Because there are so many different things that can potentially impact a hard disk’s life expectancy, manufacturers design their disks to keep track of numerous metrics, including (biut not limited to) the number of spin up cycles, the amount of time it takes a disk to spin up, the power cycle count and the helium pressure within the disk. Of course, the actual metrics tracked vary by manufacturer and whether the disk is an HDD or SSD.
When SMART examines a disk’s health, it compares metrics against various threshold values. If one or more metrics are found to exceed the manufacturer’s threshold, then the disk is assumed to be wearing out and may be prone to failure.
Again, this doesn’t necessarily mean that the disk is going to fail tomorrow. The disk could hang on for weeks or even months. In many cases, a predicted failure simply means that signs of wear have been detected.
However, the opposite can also be true. SMART might alert you to a predicted failure because the disk is experiencing a significant number of read or write errors, or because sectors frequently need to be reallocated.
Telling the difference between a wear issue and a more urgent issue such as a high error rate can be a little bit tricky. In a Windows environment, you can open PowerShell and enter the following command:
Get-WMIObject -NameSpace root\wmi -class MSStorageDriver_FailurePredictStatus | Select-Object PredictFailure, Reason
The output is similar to what you see in Figure 1.
This is how you check disk health in PowerShell.

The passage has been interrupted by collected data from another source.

Issue #25, opened 2017-04-12
Touchscreen events don't work


intirix:
Make sure you are running the latest version of Anbox before reporting an issue.

**Anbox release (`anbox version`) and system info (`anbox system-info`):**
anbox 0.1.0

version: 0.1.0
os:
  name: Ubuntu Core
  version: 16
  snap-based: true
kernel:
  version: Linux version 4.4.0-72-generic (buildd@lcy01-17) (gcc version 5.4.0 20160609 (Ubuntu 5.4.0-6ubuntu1~16.04.4) ) #93-Ubuntu SMP Fri Mar 31 14:07:41 UTC 2017
  binder: true
  ashmem: true
graphics:
  egl:
    vendor: Mesa Project
    version: 1.4 (DRI2)
    extensions:
      - EGL_CHROMIUM_sync_control
      - EGL_EXT_create_context_robustness
      - EGL_EXT_image_dma_buf_import
      - EGL_KHR_create_context
      - EGL_KHR_fence_sync
      - EGL_KHR_get_all_proc_addresses
      - EGL_KHR_gl_renderbuffer_image
      - EGL_KHR_gl_texture_2D_image
      - EGL_KHR_gl_texture_cubemap_image
      - EGL_KHR_image
      - EGL_KHR_image_base
      - EGL_KHR_image_pixmap
      - EGL_KHR_reusable_sync
      - EGL_KHR_surfaceless_context
      - EGL_KHR_wait_sync
      - EGL_MESA_configless_context
      - EGL_MESA_drm_image
      - EGL_MESA_image_dma_buf_export
      - EGL_NOK_swap_region
      - EGL_NOK_texture_from_pixmap
      - EGL_NV_post_sub_buffer
      - EGL_WL_bind_wayland_display
  gles2:
    vendor: Intel Open Source Technology Center
    vendor: OpenGL ES-CM 1.1 Mesa 12.0.6
    extensions:
      - GL_EXT_blend_minmax
      - GL_EXT_multi_draw_arrays
      - GL_EXT_texture_filter_anisotropic
      - GL_EXT_texture_lod_bias
      - GL_OES_byte_coordinates
      - GL_OES_fixed_point
      - GL_OES_stencil_wrap
      - GL_OES_compressed_paletted_texture
      - GL_OES_query_matrix
      - GL_OES_read_format
      - GL_OES_single_precision
      - GL_EXT_texture_compression_dxt1
      - GL_OES_draw_texture
[...]

PR #1073, opened 2019-03-17
touch always enabled and touch emulation

salvprest:
1. The first commit remove the ENABLE_TOUCH_INPUT flag, and enable always the touch driver, the problems connected with the touch support were caused by an incomplete implementation of the touch input handling, and now they are fixed, so we are limiting only functionalities.
2. With the second commit we are converting mouse inputs into touch inputs on the android side, android apps expect a touch screen, some of them work only with touch inputs, in this way we support a wider range of apps without losing any functionalities.
3. The third commit introduce the command no-touch-emulation, which disable the touch emulation, this command is thinked for developers that want to see how their apps work with a mouse


Fmstrat:
Since the initial comment doesn't mention it, is this PR intended to fix: https://github.com/anbox/anbox/issues/25

Just curious as many are tracking that issue.

salvprest:
> Since the initial comment doesn't mention it, is this PR intended to fix: #25
> 
> Just curious as many are tracking that issue.

my previous pr that was merged should have fixed the touch screen on linux, but the touch support is disabled by default, so for now you haven't seen any change, but the first commit that enable touch by default should fix #25 
but this should fix alot of other bugs related to apps that works only with touch inputs

Fmstrat:
> 
> 
> > Since the initial comment doesn't mention it, is this PR intended to fix: #25
> > Just curious as many are tracking that issue.
> 
> my previous pr that has been merged, should have fixed the touch screen on linux, but the touch support is disabled by default, so for now you haven't seen any change, but the first commit that enable touch by default should fix #25
> but this should fix alot of other bugs related to apps that works only with touch inputs

Thanks for the additional info. So once this is merged in and released, should touch be enabled for anbox in the edge branch? I understand the first PR implemented it, but without compiling manually I don't think there is a way to enable it, right?

salvprest:
exactly, for now you should compile anbox with the option ENABLE_TOUCH_INPUT enabled

Fmstrat:
@salvprest Sorry for the potentially dumb question, but I change that setting in `build/CMakeCache.txt` after `cmake ..` right?

salvprest:
you can edit the `build/CMakeCache.txt` file or run cmake with the command `cmake -DENABLE_TOUCH_INPUT=true`.
Or you can try to compile anbox with this pr by downloading it from my [repo](https://github.com/salvprest/anbox/tree/touch_emulation) so you don't have to change the cmake options

Fmstrat:
@salvprest Thanks for the help! Unfortunately the build works but running into an issue with the snap build to get it moving fully. https://github.com/anbox/anbox/issues/1076

Fmstrat:
Hmm.. I just built from your fork (had to use xenial), however touch is not working. Is there a specific branch I should use?

hdk5:
Fixed my shipgirls issue, thanks!

ZZZXXX0110:
Hope this can be merged soon.

awaken1ng:
Mouse wheel event is causing problems in [gun girls](https://play.google.com/store/apps/details?id=com.sunborn.girlsfrontline.en) (don't really have anything else to test on)

For example, in formation menu:
- Before scrolling:
Before scrolling
- After scrolling at least once:
After scrolling

As a side note, the game doesn't need touch emulation and works with mouse just fine

Messed around with the event for a bit, couldn't really find a solution (aside from ignoring it/disabling pointer entirely when touch emulation is enabled to avoid this), so reporting this just in case

salvprest:
thanks @awaken1ng, so this problem is caused by this pr? if you start anbox session manager with `anbox session-manager --no-touch-emulation` you have the same problem?

awaken1ng:
Works as expected if touch emulation is disabled
Also works fine with it enabled, until what it seems like any pointer event (which is mouse wheel scroll in this case), then it starts being weird

salvprest:
ok I'll add a commit to fix this

salvprest:
@awaken1ng I have tried this game with a real android device, and a real mouse, and this problem occur even there, when I use the mouse and then the touch, or vice versa, then that strange behavior occur, the only way of resolving the issue is restart the app, disconnect the mouse, or move the cursor in a neutral corner doesn't solve anything.
this app seem to use unity game engine, but other unity games that I have tried don't seem to have this problem.
so this is a problem related to the app.
A way to avoid this is implement an emulated mouse scroll with only touch events, but that kind of implementation have some drawbacks..

awaken1ng:
I see, so it's game specific, thank you for bothering to test it on real device
Yeah, emulating swipe-to-scroll with touch events can be very clunky, at this point maybe it would be better to have pinch-to-zoom mode and drop mouse wheel entirely

hdk5:
https://gfycat.com/keengloomyelkhound  
That's how Nox emulator handles mouse wheel events.  
Just scroll for swipe, hold Ctrl for pinch.  The more you scroll the longer is trail.  
It would be cool to have something similar.

salvprest:
@hdk5 thats seem cool, but with that kind of scroll, made with touch inputs, if you scroll above something that is draggable, probably you end with an unwanted object drag, I think

tuxflo:
Hey there, could you provide some more information about how to use this feature?
I've cloned the repo with the patches and built a snap of that and installed it.
Now I'm able to run `snap run anbox session-manager --no-touch-emulation` after that nothing happens. If I want to list the "Main Menu" I have to run `snap run anbox launch --package=org.anbox.appmgr --component=org.anbox.appmgr.AppViewActivity` However nothing touch related is changed, anbox still uses the mouse like when installing the "regular" snap without the patches. I'm trying to use a simple pdf viewer app (mupdf from f droid) working with pinch to zoom gestures.

salvprest:
@tuxflo this simply translate the mouse inputs in touch inputs, it don't implement gestures like the pinch to zoom

tuxflo:
@salvprest Ok then I totally misunderstood the name "no touch emulation" I thought the flag does NOT translate the input and directly passes touch events or even the complete device. But thanks anyway for the quick reply! I want to try some modifications on the code on my own, could you provide some tips how to run a self compiled local anbox build without building the snap package first?

src/anbox/cmds/session_manager.cpp
```diff
@@ -157,7 +160,8 @@ anbox::cmds::SessionManager::SessionManager()
     auto platform = platform::create(utils::get_env_value("ANBOX_PLATFORM", "sdl"),
                                      input_manager,
                                      display_frame,
-                                     single_window_);
+                                     single_window_,
+                                     no_touch_emulation_);
```
morphis: We should create a platform::Configuration struct and pass that instead here to avoid having too many arguments. The Configuration struct can take display_frame, single_window_ and no_touch_emulation_

salvprest: ok, having too many arguments was one of my concern

salvprest:
@tuxflo I build the snap package to try my modifications on multiple devices, so sorry I can't help you on this

present86:
> @tuxflo I build the snap package to try my modifications on multiple devices, so sorry I can't help you on this

did you manage to build the snap package? can't wait to try

src/anbox/cmds/session_manager.cpp
```diff
@@ -112,6 +112,9 @@ anbox::cmds::SessionManager::SessionManager()
   flag(cli::make_flag(cli::Name{"software-rendering"},
                       cli::Description{"Use software rendering instead of hardware accelerated GL rendering"},
                       use_software_rendering_));
+  flag(cli::make_flag(cli::Name{"no-touch-emulation"},
```
morphis: We should add a snap config item for this so users can easily run a `snap set anbox touch-emulation.enable=false`

salvprest: ok I don't know very well the snap package system, but I think that you mean something like what we do with the software-rendering.enable, that in snap-wrapper.sh is evaluated and then export a variable that is evaluated in the session-manager.cpp.
so ok adding something like this seem simple and can be useful

morphis: Correct, thanks for adding it

tuxflo:
@present86 I used the command `snapcraft cleanbuild` to create a custom snap package. If you are interested in multitouch as well you might take a look at the PR https://github.com/anbox/anbox/pull/1073 which sounds promising.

The PredictFailure value will either be listed as True or False. The system used to create the screen capture above contains two disks, hence the reason why False is listed twice (once for each disk). A status of False means that the disk is healthy and is not predicted to fail, while a status of True indicates a predicted failure.
The reason code points to the reason why a failure has been predicted. Keep in mind that each disk manufacturer uses its own reason codes, although some of the codes are more or less standard. In any case, you should be able to do a web search for the manufacturer’s SMART reason codes. You can then compare a given reason code to the list of codes to determine why a disk is predicted to fail.